Thankos el ocforums-eres :p
 
Aluminum? I pray to god it's anodized.

Well, here's a con of aluminum
For one, you'll need to run some anti-corrosion agent in your water to prevent nasty corrosion from getting on your stuff.
Secondly, with poly top, you'll be running an all copper loop (I hope), and pure distilled water could be in your rig, which is non-toxic and therefore great if you have pets, kids, etc. Also, it saves you the hassle of going to an antifreeze disposal center to get rid of your w/c coolant every time you refill.
 
I was doing a search for this, and found a white water poly or aluminum question, and they said that it's coated with some anti-corrosion stuff, and that it wont really be hitting the top that much/hard, so I don't know how big that will affect it.
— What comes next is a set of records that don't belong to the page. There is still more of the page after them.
PR #713, opened 2023-09-13
PLT-7288 Added handling of redemptions in contract streaming.

bwbush:
Changes in the underlying Runtime behavior resulted in a previously unreachable pattern match now being executed when payouts occur in a contract. Explicit handling on payout steps is added to gracefully deal with this case.

Pre-submit checklist:
- Branch
- PR
    - [x] Self-reviewed the diff
        - Review required
        - Review not required
    - [ ] Reviewer requested

### DIFF
--- a/marlowe-apps/src/Language/Marlowe/Runtime/App/Channel.hs
+++ b/marlowe-apps/src/Language/Marlowe/Runtime/App/Channel.hs
@@ -185,6 +185,8 @@ runContractAction selectorName eventBackend runInput (RequeueFrequency requeueFr
               (Just _, Nothing, Just _, ContractStreamContinued{csContractStep = ApplyTransaction{}}) -> pure $ M.delete contractId lastSeen
               -- A payout was redeemed from the contract, so there is no need to update the map of most-recent information for contracts still open.
               (Just _, _, Just _, ContractStreamContinued{csContractStep = RedeemPayout{}}) -> pure lastSeen
+              -- A payout was redeemed from the contract after the contract closed, so there is no need to update the map of most-recent information for contracts still open.
+              (Nothing, _, Just _, ContractStreamContinued{csContractStep = RedeemPayout{}}) -> pure lastSeen
               -- FIXME: This should be impossible because a contract must either be created, continuing, closing or redeeming, but diagnose and remedy if this ever occurs.
               (seen, _, _, _) -> do
                 addField event $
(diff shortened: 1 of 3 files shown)


marlowe-apps/src/Language/Marlowe/Runtime/App/Channel.hs
```diff
@@ -171,12 +171,13 @@ runContractAction selectorName eventBackend runInput (RequeueFrequency requeueFr
...
-              (Just seen, Just contract, Just txId) -> pure $ M.insert contractId (seen{lastContract = contract, lastTxId = txId}) lastSeen
-              (Just _, Nothing, Just _) -> pure $ M.delete contractId lastSeen
-              (seen, _, _) -> do
-                -- FIXME: Diagnose and remedy situations if this ever occurs.
+         in case (contractId `M.lookup` lastSeen, contractFromStream cs, transactionIdFromStream cs, cs) of
+              (Nothing, Just contract, Just txId, ContractStreamStart{}) -> pure $ M.insert contractId (LastSeen contractId mempty contract txId mempty) lastSeen
+              (Just seen, Just contract, Just txId, ContractStreamContinued{csContractStep = ApplyTransaction{}}) -> pure $ M.insert contractId (seen{lastContract = contract, lastTxId = txId}) lastSeen
+              (Just _, Nothing, Just _, ContractStreamContinued{csContractStep = ApplyTransaction{}}) -> pure $ M.delete contractId lastSeen
+              (Just _, Nothing, Just _, ContractStreamContinued{csContractStep = RedeemPayout{}}) -> pure lastSeen
```
palas, line 178: Sorry, I don't really understand the context of this. It would help to have a comment that explains what each case represents.

But it looks like 177 would delete the contract from the lastSeen map if it gets closed by ApplyTransaction, and then RedeemPayout wouldn't match if the contract is already closed? But I am not understanding why contracts get deleted from `lastSeen` at all

bwbush: Thanks. I've added thorough comments in 11b49963cd178ace14f20112f25d8fad3ee4065e.

>and then RedeemPayout wouldn't match if the contract is already closed

True, I've fixed this in e00e2b1a1230eb5c71a48c577163dafaf9844125. The fact that the revised `MarloweHeaderSync` protocol never emits such redemptions is a bug, so I'll create a Jira ticket for that.

palas: I was thinking it would be the first element of the tuple from where it would disappear (the result of the dictionary lookup). But as I say, I don't understand the context too well. The comments you added are very useful

bwbush: I added a comment and match on this in 05e9a5cd28c95b8e258f9ad00b529c6188411efe, but the API for `runContractAction` doesn't notify the client of redemptions (either before or after the contract closes), so this is a bit moot.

Also, arent most blocks copper? minus Cathars and DangerDens Silver line
 
Some people fret about Al waaaaay too much, worse than a sewing circle.. First of all my F350 has a pure, not anodized, Al heater core and has been fine since I got it 3 yrs ago. Major pressure and water always running though it. Now with WB they all use anodized stuff which creats an unreative impermeable oxide membrane which will not corrode. The only time it does corrde is when some moron scraps though the membrane by tighting barbs to tight, hit it with a screwdriver or other carelessness. Everything is going aluminum except the few backyard manufactures who don't have access to expensive forging and annodizing equipment and must just rely on a metal mill. Zalman, all european, Swiftech, Silverprop Evolutions, etc etc etc use Aluminum.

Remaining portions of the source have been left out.